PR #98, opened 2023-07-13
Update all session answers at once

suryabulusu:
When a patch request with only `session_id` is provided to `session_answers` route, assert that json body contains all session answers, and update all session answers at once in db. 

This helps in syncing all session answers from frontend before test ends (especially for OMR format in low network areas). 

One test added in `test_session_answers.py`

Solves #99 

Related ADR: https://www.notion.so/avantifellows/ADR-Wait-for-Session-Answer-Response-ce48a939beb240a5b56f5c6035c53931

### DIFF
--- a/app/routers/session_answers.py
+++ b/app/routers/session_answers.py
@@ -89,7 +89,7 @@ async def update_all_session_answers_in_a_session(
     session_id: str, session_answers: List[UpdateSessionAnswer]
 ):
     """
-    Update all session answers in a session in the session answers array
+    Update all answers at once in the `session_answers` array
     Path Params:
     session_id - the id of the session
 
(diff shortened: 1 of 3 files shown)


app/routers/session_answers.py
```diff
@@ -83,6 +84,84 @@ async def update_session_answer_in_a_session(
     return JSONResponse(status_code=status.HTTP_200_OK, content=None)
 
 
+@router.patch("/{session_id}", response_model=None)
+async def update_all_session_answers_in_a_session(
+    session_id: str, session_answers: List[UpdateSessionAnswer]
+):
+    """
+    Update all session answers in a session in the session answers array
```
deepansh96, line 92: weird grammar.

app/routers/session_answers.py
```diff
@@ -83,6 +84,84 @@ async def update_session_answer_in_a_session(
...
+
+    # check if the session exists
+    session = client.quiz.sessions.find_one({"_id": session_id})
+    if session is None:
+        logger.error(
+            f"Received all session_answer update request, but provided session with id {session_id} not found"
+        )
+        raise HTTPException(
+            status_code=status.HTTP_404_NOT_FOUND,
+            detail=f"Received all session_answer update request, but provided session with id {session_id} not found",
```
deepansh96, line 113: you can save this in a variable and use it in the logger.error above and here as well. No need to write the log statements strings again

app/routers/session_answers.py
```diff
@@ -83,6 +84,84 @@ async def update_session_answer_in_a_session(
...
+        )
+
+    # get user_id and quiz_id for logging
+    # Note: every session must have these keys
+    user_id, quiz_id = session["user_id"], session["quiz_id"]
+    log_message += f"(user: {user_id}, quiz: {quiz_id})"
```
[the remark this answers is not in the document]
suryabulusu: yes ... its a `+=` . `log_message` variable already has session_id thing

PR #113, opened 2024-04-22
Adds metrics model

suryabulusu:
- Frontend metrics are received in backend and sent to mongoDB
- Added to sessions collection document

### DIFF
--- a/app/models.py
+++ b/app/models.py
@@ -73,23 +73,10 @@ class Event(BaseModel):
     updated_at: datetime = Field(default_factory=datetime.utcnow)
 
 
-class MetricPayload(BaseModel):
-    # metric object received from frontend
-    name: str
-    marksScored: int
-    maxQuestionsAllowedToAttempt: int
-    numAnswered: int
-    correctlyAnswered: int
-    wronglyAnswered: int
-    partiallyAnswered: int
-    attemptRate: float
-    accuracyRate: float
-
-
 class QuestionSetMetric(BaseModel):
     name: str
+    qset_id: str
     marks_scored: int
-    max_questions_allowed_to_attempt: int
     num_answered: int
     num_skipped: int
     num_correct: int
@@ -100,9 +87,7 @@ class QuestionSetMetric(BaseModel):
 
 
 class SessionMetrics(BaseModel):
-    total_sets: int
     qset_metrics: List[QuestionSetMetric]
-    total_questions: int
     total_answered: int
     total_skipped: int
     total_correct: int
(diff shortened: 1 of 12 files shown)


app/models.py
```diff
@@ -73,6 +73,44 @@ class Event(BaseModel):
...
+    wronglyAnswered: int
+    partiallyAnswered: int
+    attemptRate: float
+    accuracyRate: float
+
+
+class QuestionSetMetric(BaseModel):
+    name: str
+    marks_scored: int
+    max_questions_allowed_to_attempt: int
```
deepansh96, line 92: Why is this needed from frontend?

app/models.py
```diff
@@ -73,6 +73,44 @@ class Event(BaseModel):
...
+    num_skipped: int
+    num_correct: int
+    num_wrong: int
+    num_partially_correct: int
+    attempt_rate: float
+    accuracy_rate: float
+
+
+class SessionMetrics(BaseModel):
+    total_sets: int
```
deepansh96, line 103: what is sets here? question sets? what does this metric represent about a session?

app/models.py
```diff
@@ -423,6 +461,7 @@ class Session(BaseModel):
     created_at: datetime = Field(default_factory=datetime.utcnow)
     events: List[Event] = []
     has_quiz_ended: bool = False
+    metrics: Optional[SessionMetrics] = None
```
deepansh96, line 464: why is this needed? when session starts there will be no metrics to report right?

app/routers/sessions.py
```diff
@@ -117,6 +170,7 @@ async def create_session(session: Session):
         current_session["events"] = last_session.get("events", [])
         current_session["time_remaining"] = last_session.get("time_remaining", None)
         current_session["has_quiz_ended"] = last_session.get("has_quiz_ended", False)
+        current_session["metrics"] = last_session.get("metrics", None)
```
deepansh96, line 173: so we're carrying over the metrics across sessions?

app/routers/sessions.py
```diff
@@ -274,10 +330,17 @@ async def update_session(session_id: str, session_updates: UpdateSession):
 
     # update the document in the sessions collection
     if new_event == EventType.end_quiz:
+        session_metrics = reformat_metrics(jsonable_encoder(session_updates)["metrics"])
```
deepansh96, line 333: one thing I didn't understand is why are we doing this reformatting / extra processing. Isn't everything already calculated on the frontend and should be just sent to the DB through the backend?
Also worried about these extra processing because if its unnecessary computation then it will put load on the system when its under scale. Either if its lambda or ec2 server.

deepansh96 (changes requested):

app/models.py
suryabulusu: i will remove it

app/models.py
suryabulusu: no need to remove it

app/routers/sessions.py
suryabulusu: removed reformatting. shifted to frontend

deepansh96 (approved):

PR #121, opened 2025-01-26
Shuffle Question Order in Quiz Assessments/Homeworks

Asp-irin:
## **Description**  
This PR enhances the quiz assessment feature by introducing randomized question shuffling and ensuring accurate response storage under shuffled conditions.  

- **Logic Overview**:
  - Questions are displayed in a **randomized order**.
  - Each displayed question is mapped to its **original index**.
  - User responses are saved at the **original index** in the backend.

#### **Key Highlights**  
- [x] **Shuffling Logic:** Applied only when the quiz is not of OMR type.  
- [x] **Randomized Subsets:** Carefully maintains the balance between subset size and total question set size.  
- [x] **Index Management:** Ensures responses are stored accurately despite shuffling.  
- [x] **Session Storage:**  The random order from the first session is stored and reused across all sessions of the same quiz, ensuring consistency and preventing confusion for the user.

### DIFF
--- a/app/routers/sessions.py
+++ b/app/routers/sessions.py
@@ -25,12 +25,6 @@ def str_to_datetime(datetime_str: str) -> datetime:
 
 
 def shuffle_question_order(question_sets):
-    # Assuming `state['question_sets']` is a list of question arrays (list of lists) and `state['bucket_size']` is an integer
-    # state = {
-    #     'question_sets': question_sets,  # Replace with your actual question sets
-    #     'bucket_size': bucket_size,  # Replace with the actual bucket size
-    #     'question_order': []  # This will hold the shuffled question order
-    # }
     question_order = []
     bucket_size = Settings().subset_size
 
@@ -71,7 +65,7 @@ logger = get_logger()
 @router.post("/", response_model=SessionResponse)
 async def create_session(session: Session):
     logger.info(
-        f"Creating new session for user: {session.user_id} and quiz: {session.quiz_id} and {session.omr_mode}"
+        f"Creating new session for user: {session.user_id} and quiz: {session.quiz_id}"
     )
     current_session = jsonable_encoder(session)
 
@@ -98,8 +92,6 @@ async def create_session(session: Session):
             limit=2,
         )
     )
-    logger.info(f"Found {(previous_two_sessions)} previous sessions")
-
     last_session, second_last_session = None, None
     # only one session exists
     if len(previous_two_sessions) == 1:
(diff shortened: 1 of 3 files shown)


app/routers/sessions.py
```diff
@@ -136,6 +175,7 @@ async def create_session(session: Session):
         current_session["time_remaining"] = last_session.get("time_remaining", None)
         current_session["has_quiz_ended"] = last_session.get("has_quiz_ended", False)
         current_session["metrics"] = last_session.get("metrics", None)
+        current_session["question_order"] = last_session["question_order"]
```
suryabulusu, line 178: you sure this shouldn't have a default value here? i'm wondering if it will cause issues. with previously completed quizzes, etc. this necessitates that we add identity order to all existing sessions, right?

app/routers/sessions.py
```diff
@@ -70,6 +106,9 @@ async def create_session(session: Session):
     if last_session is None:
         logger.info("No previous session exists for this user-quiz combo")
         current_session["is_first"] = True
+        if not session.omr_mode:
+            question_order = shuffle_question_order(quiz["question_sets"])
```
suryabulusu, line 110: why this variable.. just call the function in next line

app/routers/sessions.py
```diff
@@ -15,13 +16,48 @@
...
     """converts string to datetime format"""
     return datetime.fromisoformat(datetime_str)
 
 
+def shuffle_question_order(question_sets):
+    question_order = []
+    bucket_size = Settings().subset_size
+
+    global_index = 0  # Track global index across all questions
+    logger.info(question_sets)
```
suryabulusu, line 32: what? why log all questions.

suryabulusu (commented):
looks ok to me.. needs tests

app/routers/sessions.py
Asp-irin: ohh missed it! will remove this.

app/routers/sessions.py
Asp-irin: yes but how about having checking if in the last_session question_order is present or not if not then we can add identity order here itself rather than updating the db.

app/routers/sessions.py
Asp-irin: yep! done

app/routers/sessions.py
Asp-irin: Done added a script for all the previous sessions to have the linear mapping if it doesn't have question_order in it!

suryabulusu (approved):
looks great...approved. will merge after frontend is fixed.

### Problem requirements
What lines of the listing contain the word "just"? Copy them all.

### Solution below
deepansh96, line 333: one thing I didn't understand is why are we doing this reformatting / extra processing. Isn't everything already calculated on the frontend and should be just sent to the DB through the backend?
suryabulusu, line 110: why this variable.. just call the function in next line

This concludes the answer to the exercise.